Work request: An exact copy of the listing is what the response must contain.

Data shown:
'''

PR #1468, opened 2026-07-24
Port `calc_scaling` and `calc_resetting` to `calculate`

Aurelius7309:
The previous implementation of these methods was limited to centers and editions of objects in joker areas and not very extensible. This deprecates both methods in favor of two new `calculate` contexts: `context.scaling_card` and `context.resetting_card`. These respectively pass the entire `args` table from `SMODS.scale_card`/`SMODS.reset_card` as context, adding in dynamic values that were previously passed as separate parameters.

Draft because I haven't tested it yet

## Additional Info:


Aurelius7309:
Tested and working now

'''

Result of this task:
PR #1468, opened 2026-07-24
Port `calc_scaling` and `calc_resetting` to `calculate`

Aurelius7309:
The previous implementation of these methods was limited to centers and editions of objects in joker areas and not very extensible. This deprecates both methods in favor of two new `calculate` contexts: `context.scaling_card` and `context.resetting_card`. These respectively pass the entire `args` table from `SMODS.scale_card`/`SMODS.reset_card` as context, adding in dynamic values that were previously passed as separate parameters.

Draft because I haven't tested it yet

## Additional Info:


Aurelius7309:
Tested and working now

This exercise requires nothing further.